Look through the records below, and copy out every line that holds the string "Thanks".

[Stored items]
------------------------------------------------------------------------
PR #1904, opened 2020-11-17
Remove comparison to GL coordinates in normalTexture schema.

### LINKED ISSUE #1902: "OpenGL conventions" aren't really "+X is right and +Y is up. +Z points toward the viewer"
This is the GLU convention but by default, OpenGL's clip space with default DEPTH_TEST is +Z *away* (far). (Yes it's left-handed!)
Here's an example with the default clip-space and DEPTH_TEST: https://jdashg.github.io/misc/webgl/webgl-clipspace.html

jdashg:
Resolves #1902.

### DIFF
--- a/specification/2.0/schema/material.schema.json
+++ b/specification/2.0/schema/material.schema.json
@@ -15,7 +15,7 @@
         "normalTexture": {
             "allOf": [ { "$ref": "material.normalTextureInfo.schema.json" } ],
             "description": "The normal map texture.",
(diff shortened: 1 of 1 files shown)


emackey:
Thanks @jdashg.  Can we actually just remove the part in parenthesis?  All we need to do here is specify what glTF's own convention is; we don't need to draw comparisons with OpenGL or GLU at all here.  Would that be OK?

emackey:
Thanks @jdashg.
------------------------------------------------------------------------
_RESPONSE TO THE TASK_
Thanks @jdashg.  Can we actually just remove the part in parenthesis?  All we need to do here is specify what glTF's own convention is; we don't need to draw comparisons with OpenGL or GLU at all here.  Would that be OK?
Thanks @jdashg.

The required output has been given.